Avec Bernard, dans son manoir d’Esquibien d’où il écrivait sa chronique « Ça n’arrive qu’aux autres » pour l’hebdomadaire palmipède « paraissant le mercredi » (avec l’angoisse chaque lundi), le monde était réinventé chaque soir autour de sa table ouverte aux quatre vents des amitiés. Ca soufflait dur : les surmoi étaient solubles dans les bulles et les alcools plutôt tourbés, les moi y proliféraient… et cela pouvait donner des résultats. C’est ainsi qu’un de ces soirs fût imaginé un beau projet qui mobilisa deux mois durant les jeunes des quartiers populaires (DSQ) brestois pour figurer dans La croisade des enfants, téléfilm que Serge Moati réalisa à partir de l’ouvrage éponyme de Bernard Thomas (éditions Fayard, Paris, 1973). Serge Moati tînt promesse: la Première se déroula à Brest et un cinéma de Recouvrance ouvrit ses portes aux jeunes et à leurs parents sur leur trente-et-un.

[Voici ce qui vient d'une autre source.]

PR #1714, opened 2024-04-08
feat: Update KubeArmor to use OCI hooks instead of depending on container runtime socket

### LINKED ISSUE #1390: feat: Leverage OCI Hooks for Container Events
## Feature Request

**Short Description**

 Use OCI hooks and get events in context to container start/stop: Currently KubeArmor mounts docker/containerd/crio UNIX domain socket file in KubeArmor to watch for container events. The aim is to use OCI hooks for getting such container events.

Eliminate exposing docker/containerd/crio UNIX domain sockets inside a container.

Bernard est né à Brest une belle année, 1936. Il est mort ce 12 janvier après un sacré bout de chemin : du Magazine littéraire à L’Idiot international, du Canard enchaîné au Masque et la Plume, une quinzaine d’ouvrages…

Nous avions dîné en tête-à-tête il y a deux-trois mois à une bonne table italienne non loin de la Tour Eiffel, près de son pied-à-terre parisien. Coup franc de fourchette et de gosier même s’il trainait un peu la patte, il avait, bien entendu, plein de projets qu’il ne réalisera pas.

Kenavo, Bernard !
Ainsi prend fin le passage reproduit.